[What the task asks]: Each record beneath this sentence is to be transcribed exactly as it reads.

=======

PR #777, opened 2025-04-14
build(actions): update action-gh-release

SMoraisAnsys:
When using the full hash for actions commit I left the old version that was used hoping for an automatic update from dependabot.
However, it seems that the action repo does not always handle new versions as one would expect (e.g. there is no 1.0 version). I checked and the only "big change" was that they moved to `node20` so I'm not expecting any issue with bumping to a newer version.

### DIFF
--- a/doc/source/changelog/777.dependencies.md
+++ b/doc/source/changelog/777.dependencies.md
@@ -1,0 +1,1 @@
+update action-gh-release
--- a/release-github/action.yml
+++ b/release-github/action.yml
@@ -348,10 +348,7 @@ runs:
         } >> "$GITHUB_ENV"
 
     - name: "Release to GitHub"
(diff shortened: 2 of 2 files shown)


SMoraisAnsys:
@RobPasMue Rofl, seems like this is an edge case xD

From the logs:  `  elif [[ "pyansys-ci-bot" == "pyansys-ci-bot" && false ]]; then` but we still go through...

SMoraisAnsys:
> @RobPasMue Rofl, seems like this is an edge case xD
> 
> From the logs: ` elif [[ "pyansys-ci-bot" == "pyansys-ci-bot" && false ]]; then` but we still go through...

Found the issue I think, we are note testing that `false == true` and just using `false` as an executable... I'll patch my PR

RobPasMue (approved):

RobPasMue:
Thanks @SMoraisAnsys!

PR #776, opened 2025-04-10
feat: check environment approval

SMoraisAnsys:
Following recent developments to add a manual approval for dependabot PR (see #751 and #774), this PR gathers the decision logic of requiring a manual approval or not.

=======

[Result of the task]:
PR #777, opened 2025-04-14
build(actions): update action-gh-release

SMoraisAnsys:
When using the full hash for actions commit I left the old version that was used hoping for an automatic update from dependabot.
However, it seems that the action repo does not always handle new versions as one would expect (e.g. there is no 1.0 version). I checked and the only "big change" was that they moved to `node20` so I'm not expecting any issue with bumping to a newer version.

### DIFF
--- a/doc/source/changelog/777.dependencies.md
+++ b/doc/source/changelog/777.dependencies.md
@@ -1,0 +1,1 @@
+update action-gh-release
--- a/release-github/action.yml
+++ b/release-github/action.yml
@@ -348,10 +348,7 @@ runs:
         } >> "$GITHUB_ENV"
 
     - name: "Release to GitHub"
(diff shortened: 2 of 2 files shown)


SMoraisAnsys:
@RobPasMue Rofl, seems like this is an edge case xD

From the logs:  `  elif [[ "pyansys-ci-bot" == "pyansys-ci-bot" && false ]]; then` but we still go through...

SMoraisAnsys:
> @RobPasMue Rofl, seems like this is an edge case xD
> 
> From the logs: ` elif [[ "pyansys-ci-bot" == "pyansys-ci-bot" && false ]]; then` but we still go through...

Found the issue I think, we are note testing that `false == true` and just using `false` as an executable... I'll patch my PR

RobPasMue (approved):

RobPasMue:
Thanks @SMoraisAnsys!

PR #776, opened 2025-04-10
feat: check environment approval

SMoraisAnsys:
Following recent developments to add a manual approval for dependabot PR (see #751 and #774), this PR gathers the decision logic of requiring a manual approval or not.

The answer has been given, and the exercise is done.